People with cancer often need chemotherapy. It’s an essential treatment in the fight against the disease. But some chemotherapy drugs may also cause a side effect called hand-foot syndrome.

Lisa Thompson, PharmD, specializes in oncology pharmacy at Banner MD Anderson Cancer Center at Banner Gateway Medical Center. She said that hand-foot syndrome, also called palmar-plantar erythrodysesthesia, can make the palms of the hands and soles of the feet red and dry. The dryness can lead to painful blisters and cracks in the skin. “People who have hand-foot syndrome may also feel burning or tingling in their hands and feet and may notice swelling,” Dr. Thompson said.

What causes hand-foot syndrome?

Hand-foot syndrome can develop when a small amount of chemotherapy leaks out of the tiny blood vessels in the hands and feet. The chemotherapy drug can damage the skin, causing redness and dryness. You’re more likely to develop hand-foot syndrome where pressure occurs on parts of the body, such as the pads of the feet, between the toes and on the sides of the feet.

You could develop hand-foot syndrome as soon as three to six weeks after you start chemotherapy, though it typically starts in the first two to three months. “The likelihood of getting hand-foot syndrome depends on the chemotherapy agent you are getting,” Dr. Thompson said.

Hand-foot syndrome is more common if you take these chemotherapy agents:

  • Capecitabine
  • 5-fluorouracil (particularly longer infusions)
  • Docetaxel
  • Cytarabine
  • Liposomal doxorubicin

You might be prescribed these chemotherapy medications for gastrointestinal cancers such as:

  • Colorectal cancer
  • Anal cancer
  • Esophageal cancer
  • Stomach/gastric cancer
  • Pancreatic cancer

These medications are also used to treat other cancers, including:

  • Breast cancer
  • Ovarian cancer
  • Lymphomas
  • Sarcomas

How can you prevent hand-foot syndrome?

There’s no guarantee that you can avoid hand-foot syndrome, but you can make it less likely to develop and reduce its severity. Here’s what Dr. Thompson recommends:

  • Start moisturizing your hands and feet as soon as you begin chemotherapy treatment. Use a thick, unscented moisturizer at least twice a day. Rub the cream in gently—avoid friction.
  • Avoid scented moisturizers, which can contain alcohol and cause more irritation and dryness.
  • Take lukewarm showers rather than hot showers since hot showers can dry out the skin. Don’t soak your hands or feet in hot water.
  • Avoid direct sunlight as much as possible.
  • Do not wear tight-fitting socks, shoes or gloves since they can cause irritation. 
  • Don’t use tools with repetitive motion since the friction can irritate the skin.
  • Avoid hot tubs.
  • Do not pick at dry skin or pop any blisters that develop.

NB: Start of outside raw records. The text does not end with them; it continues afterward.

PR #1211, opened 2025-06-16
Migration error handling

adysenrothman:
This PR adds a readiness check to the new schema_migrations table as part of the MLMD removal. It ensures that the dirty state is false for the current version before allowing traffic to the model registry. If it is in a dirty state, it logs an error in the pod which tells the user to manually fix and force the version for that table. This error requires manual intervention by the user.

### DIFF
--- a/internal/proxy/readiness_test.go
+++ b/internal/proxy/readiness_test.go
@@ -105,8 +105,8 @@ func TestReadinessHandler_EmbedMD_Dirty(t *testing.T) {
 	err = migrator.Migrate()
 	require.NoError(t, err)
 
-	// manually set dirty flag
-	err = db.Exec("INSERT INTO schema_migrations (version, dirty) VALUES (1, 1)").Error
+	// manually set latest migration to dirty
+	err = db.Exec("UPDATE schema_migrations SET dirty = 1").Error
 	require.NoError(t, err)
 
 	ds := datastore.Datastore{


tarilabs (commented):
thanks @adysenrothman !!

in general 
/lgtm
 
If feasible without much additional efforts I would recommend adding at least a couple of tests so we "pin" that readiness probe is only available for the embedmd.
Otherwise, as we will migrate away from MLMD and we will look into E2E testing, we shall include testing this endpoint there.
wdyt?

adysenrothman:
> thanks @adysenrothman !!
> 
> in general /lgtm
> 
> If feasible without much additional efforts I would recommend adding at least a couple of tests so we "pin" that readiness probe is only available for the embedmd. Otherwise, as we will migrate away from MLMD and we will look into E2E testing, we shall include testing this endpoint there. wdyt?

I think that is a good point! I will add some testing for this new logic.

internal/proxy/readiness.go
```diff
@@ -0,0 +1,82 @@
...
+			db, err = connector.Connect()
+		default:
+			http.Error(w, fmt.Sprintf("unsupported database type: %s", dbType), http.StatusServiceUnavailable)
+			return
+		}
+
+		if err != nil {
+			http.Error(w, fmt.Sprintf("database connection error: %v", err), http.StatusServiceUnavailable)
+			return
+		}
```
Al-Pragliola: I think here you can use directly the db.NewConnector(dbType, dsn) and then .Connect()

internal/proxy/readiness_test.go
```diff
@@ -0,0 +1,27 @@
...
+
+	req, err := http.NewRequest("GET", "/readyz/isDirty", nil)
+	require.NoError(t, err)
+
+	rr := httptest.NewRecorder()
+	handler.ServeHTTP(rr, req)
+
+	assert.Equal(t, http.StatusOK, rr.Code)
+	assert.Equal(t, "ok", rr.Body.String())
+}
```
Al-Pragliola, line 67: I think it would be also useful to test a EmbedMD case here

PR #1242, opened 2025-06-24
Add api tests stateless

fege:
## Merge criteria:

If you have UI changes


tarilabs:
(sync'd with Federico offline for a small suggestion)

clients/python/tests/test_api.py
```diff
@@ -0,0 +1,40 @@
...
+    if case.path == "/api/model_registry/v1alpha3/model_versions/{modelversionId}/artifacts":
+        case.path_parameters["modelversionId"] = "test-model-version-1"
+
+        if case.method == "POST":
+            case.body = {
+                "artifactType": "model-artifact",
+                "name": "test-artifact",
+                "uri": "s3://test-bucket/test-artifact",
+                "metadata": {}
+            }
```
lugi0: I would need to double check the internal logic of the library again since it's been some time, but I think that this is not needed. 
From the openAPI schema the library should be able to understand that these fields are required in the request it sends to the endpoint. 
If the fields are not set to required, or if the library somehow does not pick it up automatically, we might need to either revisit the schema or the implementation of the library. 
Could you please double check what happens if these lines are not used?

If instead you are trying to force specific values here, IMHO for the _stateless_ test it is not needed as we are effectively fuzzing the API with random data, and I'd instead suggest implementing this (and additional logic) in the _stateful_ test.

lugi0 (approved):
In general LGTM, however I do have a small comment on how additional data is fixed for the test.

clients/python/tests/test_api.py
```diff
@@ -0,0 +1,30 @@
...
+schema = schemathesis.pytest.from_fixture("generated_schema")
+
+
+@schema.parametrize()
+@settings(
+    deadline=None,
+    suppress_health_check=[
+        HealthCheck.filter_too_much,
+        HealthCheck.too_slow,
+        HealthCheck.filter_too_much,
```
dbasunag: this seems like a duplicate entry (same as line 12).

clients/python/pyproject.toml
```diff
@@ -29,6 +29,7 @@ eval-type-backport = "^0.2.0"
 huggingface-hub = { version = ">=0.20.1,<0.34.0", optional = true }
 olot = { version = "^0.1.6", optional = true }
 boto3 = { version = "^1.37.34", optional = true }
+urllib3 = ">=1.25.4,<1.27"
```
tarilabs: can we do without pinning urllib3 to the user?
note: this is listed as a project dependency.

tarilabs:
Thanks a lot really @fege for the efforts and this work, as well to all collaborations "offline" with @Al-Pragliola and QE folks

/lgtm
/approve

PR #1249, opened 2025-06-26
feat(catalog): implement the getCatalogModel endpoint

pboyd:
## Description
Implement `/api/model_catalog/v1alpha1/sources/{source_id}/models/{model_name}` for static catalogs.

## How Has This Been Tested?
Locally with kind and the included unit tests.

## Merge criteria:


api/openapi/catalog.yaml
```diff
@@ -76,6 +76,78 @@ paths:
           $ref: "#/components/responses/InternalServerError"
       operationId: findSources
       description: Gets a list of all `CatalogSource` entities.
+  /api/model_catalog/v1alpha1/sources/{source_id}/models/{model_name_a}/{model_name_b}:
+    description: >-
+      The REST endpoint/path used to get a `CatalogModel` for sources that have slashes in the model name. See `/api/model_catalog/v1alpha1/sources/{source_id}/models/{model_name}`.
```
rareddy: oh! no.. We should not consider any additions to the API. Slight development modifications it is OK. If you make changes to the API, we need to revise them first!

Coming to this specific one, IMO model names do not have "/" in them. If they have a slash, then it should match to their `provider/grouping/organization/namespace` classification IMO. I also realize the issue you are running into, which we failed to capture earlier.  It seems we put in more emphasis on the source-based identification of the model, but compared to HF API style, this does not seem correct to me.

How about we do not identify based on models on `source` but take `source` as param if there are duplicates? essentially then group and model name become identifiers across Catalogs. i.e. allow duplicated names across different sources. cc: @dhirajsb @kevinhowell

pboyd: I don't consider this to be a change to the API. Not really, anyway. They are new endpoints as far as Open API goes, but it's merely expanding `model_name` to allow a `/`. I'm not aware of another way to express that in Open API (supposedly v4 of the Open API spec will support it: https://github.com/OAI/OpenAPI-Specification/issues/2653).

Perhaps I don't understand your suggestion. But the "source" in the URL is necessary as that identifies which implementation to perform the lookup in. We're limited on what we can do because we don't control the external ID's, and unfortunately several of the planned integrations use `{org}/{model}` style names. If we want to assign IDs to things, then we'll probably need some sort of storage, which sounds like a much bigger redesign than this.

If these endpoints are an absolute non-starter, we can require `/`'s to be URL-escaped (e.g. `mistralai%2fMistral-7B-Instruct-v0.3`), or swap `/` for some other character (`;`, perhaps). But `/` seems correct, it's just hard to handle in Open API.

rareddy: Please ignore my comment about removing `source` and its `id` that could be a separate conversation altogether, not needed now.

How can you treat hand-foot syndrome?

Your health care provider can recommend treatment based on how severe your symptoms are, so make sure you communicate what you are experiencing. “If you ever develop fever, chills, worsening of symptoms or if the side effect is impacting your ability to do daily tasks, contact your health care team immediately,” Dr. Thompson said. Your doctor may recommend:

  • Topical steroids for inflammation
  • Moisturizers for dryness
  • Urea cream for rough skin

Your doctor may also change the dose of your medication or pause chemotherapy treatment until your symptoms improve.

The bottom line

If you need to take chemotherapy medication to treat cancer, you could be at risk of developing hand-foot syndrome. Moisturizing your hands and feet and avoiding irritating your skin can help keep it at bay. To learn more about the side effects from cancer treatments, connect with an expert at Banner Health.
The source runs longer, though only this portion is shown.